Some are aimed at destroying command posts and communications or are directed at the leaders themselves. The effort to undermine the Taliban leadership has been so persistent that the Taliban foreign minister, Mullah Abdul Wakil Muttawakil, in talks on Monday in Islamabad, told the Pakistanis that he and other Taliban officials were afraid to travel between Kandahar and Kabul.
Asked about efforts to attack Mullah Omar and Mr. bin Laden, General Newbold said, "To the degree that we can eliminate effective command and control we will try to do that as a legitimate military target."
The British, the United States' only military ally in the operation so far, made a similar point today. The British issued a series of campaign objectives that stated that one goal was "to fragment the present Taliban regime."
Another focus, or "center of gravity" has been the Taliban's military forces. American forces attacked the Taliban air force and airfield near Mazar-i-Sharif at the start of the campaign, and have repeatedly attacked the garrison of Arab and other foreign fighters recruited by Mr. bin Laden, hoping to make it easier for the Northern Alliance to take the city.
Adding to the firepower against the Taliban's ground forces, two AC- 130's blasted garrisons and barracks in an urbanized area near Khandahar today, a Pentagon official said.

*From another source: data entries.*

Issue #9956, opened 2024-01-05
Use UBJ in Python checkpoint.


trivialfis:
https://github.com/dmlc/xgboost/blob/38dd91f49137305e5822f459ac338a1497f2e400/python-package/xgboost/callback.py#L595
https://github.com/dmlc/xgboost/blob/38dd91f49137305e5822f459ac338a1497f2e400/python-package/xgboost/core.py#L2622

PR #9958, opened 2024-01-08
Use UBJ in Python checkpoint.

trivialfis:
- Update document.

Close https://github.com/dmlc/xgboost/issues/9956 .

### DIFF
--- a/doc/python/python_api.rst
+++ b/doc/python/python_api.rst
@@ -88,22 +88,18 @@ Callback API
 
 .. autoclass:: xgboost.callback.EvaluationMonitor
     :members:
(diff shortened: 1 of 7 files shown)


doc/python/python_api.rst
```diff
@@ -88,22 +88,18 @@ Callback API
 
 .. autoclass:: xgboost.callback.EvaluationMonitor
     :members:
-    :inherited-members:
```
trivialfis, line 91: We don't want documents from the abstract class in concrete callback classes.

RAMitchell (approved):

Issue #9960, opened 2024-01-08
Mistake in vector leaf train


oOTWK:
There is a logic mistake in the vector leaf training at `ApplyTreeSplit` https://github.com/dmlc/xgboost/blob/master/src/tree/hist/evaluate_splits.h#L705.

The error is in the gain calculation. The current implementation looks like the following.

```
CalcWeight(*param_, left_sum, param_->learning_rate, left_weight);
CalcWeight(*param_, right_sum, param_->learning_rate, right_weight);
gain_[left_child] = CalcGainGivenWeight(*param_, left_sum, left_weight);
gain_[right_child] = CalcGainGivenWeight(*param_, right_sum, right_weight);
```

Weight is calculated as base_weight * learning_rate and that weight is used to calculate the gain. The learning rate should be excluded from the gain calculation.

PR #9978, opened 2024-01-10
Fix gain calculation in multi-target tree.

trivialfis:
Close https://github.com/dmlc/xgboost/issues/9960 .

### DIFF
--- a/src/tree/updater_quantile_hist.cc
+++ b/src/tree/updater_quantile_hist.cc
@@ -149,6 +149,9 @@ class MultiTargetHistBuilder {
   }
 
   void InitData(DMatrix *p_fmat, RegTree const *p_tree) {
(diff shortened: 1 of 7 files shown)


trivialfis:
@rongou I have disabled the test for now. We need to refactor the evaluation to serialize the entries before synchronization.

src/tree/updater_quantile_hist.cc
```diff
@@ -149,6 +149,9 @@ class MultiTargetHistBuilder {
   }
 
   void InitData(DMatrix *p_fmat, RegTree const *p_tree) {
+    if (collective::IsDistributed()) {
```
trivialfis, line 152: @hcho3 Added a check to disable the distributed training.

hcho3 (approved):

PR #9980, opened 2024-01-10
fixes #9972 FieldEntry ctor specialisation syntax error

### LINKED ISSUE #9972: FieldEntry ctor specialisation syntax error in macro DECLARE_FIELD_ENUM_CLASS
The syntax for declaring the specialisation of `FieldEntry` in macro `DECLARE_FIELD_ENUM_CLASS` is valid with GCC in C++17 standards compliance mode, but not C++20.
To be more precise, GCC up to 10.5 accepts the syntax in C++20 mode; from 11 onwards, this causes an error.
https://godbolt.org/z/K8fGc98jq
The fix is to simply replace in the macro the ctor declaration from `FieldEntry<EnumClass>() {` to `FieldEntry() {` which compiles in both 17 and 20 mode.

rpopescu:
fixes #9972 FieldEntry ctor specialisation syntax error in macro DECLARE_FIELD_ENUM_CLASS

### DIFF
--- a/include/xgboost/parameter.h
+++ b/include/xgboost/parameter.h
@@ -53,7 +53,7 @@ namespace parameter {  \
 template <>  \
 class FieldEntry<EnumClass> : public FieldEntry<int> {  \
  public:  \
-  FieldEntry<EnumClass>() {  \
+  FieldEntry() {  \
     static_assert(  \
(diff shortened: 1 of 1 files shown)


trivialfis (approved):
Thank you for the fix!

Issue #9856, opened 2023-12-06
[CI] Flaky timeout test.


trivialfis:
https://github.com/dmlc/xgboost/actions/runs/7119127358/job/19383556299
https://github.com/dmlc/xgboost/actions/runs/7386261666/job/20092505010
https://github.com/dmlc/xgboost/actions/runs/7401120631/job/20136169837?pr=9949
https://github.com/dmlc/xgboost/actions/runs/7528975440/job/20492275487

PR #9990, opened 2024-01-15
Fix error handling in the event loop.

trivialfis:
Make sure the thread worker cannot exit without the `stop_` flag being set.

Close https://github.com/dmlc/xgboost/issues/9856 .


trivialfis:
cc @rongou

rongou (approved):

Issue #10371, opened 2024-06-02
Update Python requirement to 3.10.


trivialfis:
This helps us match the base requirement of numpy, along with which some sklearn features also depend on newer Python versions.

PR #10434, opened 2024-06-17
[breaking] Bump Python requirement to 3.10.

trivialfis:
- Bump the Python requirement.
- Fix type hints.
- Use loky to avoid deadlock.
- Workaround cupy-numpy compatibility issue on Windows caused by the `safe` casting rule.
- Simplify the repartitioning logic to avoid dask errors.

Close https://github.com/dmlc/xgboost/issues/10371


hcho3 (approved):

trivialfis:
all modin tests are broken due to updated numpy.

trivialfis:
cupy is running into error as well.

trivialfis:
dask-expr appears to be running into trouble with the latest pandas.

trivialfis:
- Moved the make sparse function into `data.py` to fix pylint error, also the definition is more consistent.
- Removed the deterministic partitioning function in dask test due to dask internal error. This might make the test flaky, we will see.

trivialfis:
Err, immediately fail after removing the partitioning function.

trivialfis:
Couldn't reproduce the hang, will try it on aws later.

trivialfis:
@hcho3 Could you please help take another look?

hcho3 (approved):

PR #10440, opened 2024-06-18
[CI] Stop vendoring libomp.dylib in MacOS Python wheels

hcho3:
Adopt https://github.com/microsoft/LightGBM/pull/6391 to achieve the following goals:

* Stop vendoring libomp in the MacOS Python wheels. Currently, we vendor libomp 11.1.0, a 3-year old version.
* Allow XGBoost to work with libomp from a variety of sources, e.g. Conda or Homebrew.
  - `libxgboost.dylib` no longer has dependency on hardcoded path of `libomp.dylib`. So it can be used in conjunction with any installation of `libomp.dylib`.
  - If a copy of `libomp.dylib` is already present in memory, XGBoost will use that copy. This way, we can avoid myriad problems caused by having multiple incompatible versions of libomp (#7039).

One disadvantage of this approach is that users will now get an `OSError` if OpenMP is not present in the system. This is not too bad, since the error message already directs users to install OpenMP:
https://github.com/dmlc/xgboost/blob/b9e5229ff203d938250802c00700eefccf853381/python-package/xgboost/core.py#L224-L230

Before this commit (note the hard-coded path for libomp.dylib):
```
$ otool -L ./lib/libxgboost.dylib
./lib/libxgboost.dylib:
        @rpath/libxgboost.dylib (compatibility version 0.0.0, current version 0.0.0)
        /opt/homebrew/opt/libomp/lib/libomp.dylib (compatibility version 5.0.0, current version 5.0.0)
        /usr/lib/libc++.1.dylib (compatibility version 1.0.0, current version 1500.65.0)
        /usr/lib/libSystem.B.dylib (compatibility version 1.0.0, current version 1319.100.3)
```

After this commit:
```
$ otool -L ./lib/libxgboost.dylib
./lib/libxgboost.dylib:
        @rpath/libxgboost.dylib (compatibility version 0.0.0, current version 0.0.0)
        @rpath/libomp.dylib (compatibility version 5.0.0, current version 5.0.0)
        /usr/lib/libc++.1.dylib (compatibility version 1.0.0, current version 1500.65.0)
        /usr/lib/libSystem.B.dylib (compatibility version 1.0.0, current version 1319.100.3)
```

@jameslamb Thanks for inspiration!

### DIFF
--- a/.github/workflows/python_wheels.yml
+++ b/.github/workflows/python_wheels.yml
@@ -28,6 +28,10 @@ jobs:
     - uses: actions/checkout@a5ac7e51b41094c92402da3b24376905380afc29 # v4.1.6
       with:
         submodules: 'true'
+    - name: Set up homebrew
+      uses: Homebrew/actions/setup-homebrew@68fa6aeb1ccb0596d311f2b34ec74ec21ee68e54
+    - name: Install libomp
+      run: brew install libomp
     - uses: conda-incubator/setup-miniconda@a4260408e20b96e80095f42ff7f1a15b27dd94ca  # v3.0.4
       with:
         miniforge-variant: Mambaforge
--- a/CMakeLists.txt
+++ b/CMakeLists.txt
@@ -367,6 +367,13 @@ if(JVM_BINDINGS)
   xgboost_target_defs(xgboost4j)
 endif()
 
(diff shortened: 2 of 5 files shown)


hcho3:
TODO: Update CI to build libxgboost.dylib without bundling libomp.

PR #10447, opened 2024-06-18
Link `CMAKE_DL_LIBS` when `dlopen` is used.

trivialfis:


hcho3:
Shouldn't it be part of 2.1.0?

trivialfis:
I can backport it if needed. I think some dependencies in the grpc is linking this library so xgboost doesn't have to. In addition, dlopen is only used for pypi distribution, which happens to have grpc by default as well.

PR #10449, opened 2024-06-19
[CI] [jvm-packages] Build libxgboost4j.dylib on M1 MacOS with OpenMP support

hcho3:
Currently, the CI pipeline builds `libxgboost4j.dylib` (M1, arm64) with OpenMP turned off.
We should enable it for M1 as well.


hcho3:
Yes, it affects user binaries. You should put this in the maintenance, since it doesn't add a new feature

For all of the strikes, however, there has still been a critical target that has been largely exempt from the barrage of airstrikes: the Taliban forces that man the trench lines near the Northern Alliance.
Fearful of appearing too closely allied with the Northern Alliance and of facilitating their occupation of Kabul, Washington has yet to attack the Taliban's front-line forces that are blocking the Northern Alliance from moving toward Kabul. The Northern Alliance is dominated by ethnic Uzbeks and Tajiks and is unacceptable to many Pashtuns to the south, as well as to Pakistan, which has emerged as a crucial coalition ally.
Nor has Washington's program of covert assistance yet yielded arms or material support for the Northern Alliance. The Central Intelligence Agency has also made little headway in organizing resistance in the south.
On Monday, Mr. Rumsfeld acknowledged that the relationship between the United States and the anti- Taliban forces "is still incomplete." Today General Newbold hinted that the target list might soon be expanded, despite the political sensitivities, to include the strikes against the front-line Taliban forces, which the Northern Alliance has been asking for. "None of them, including those that are opposite the Northern Alliance, are immune in any way," he said.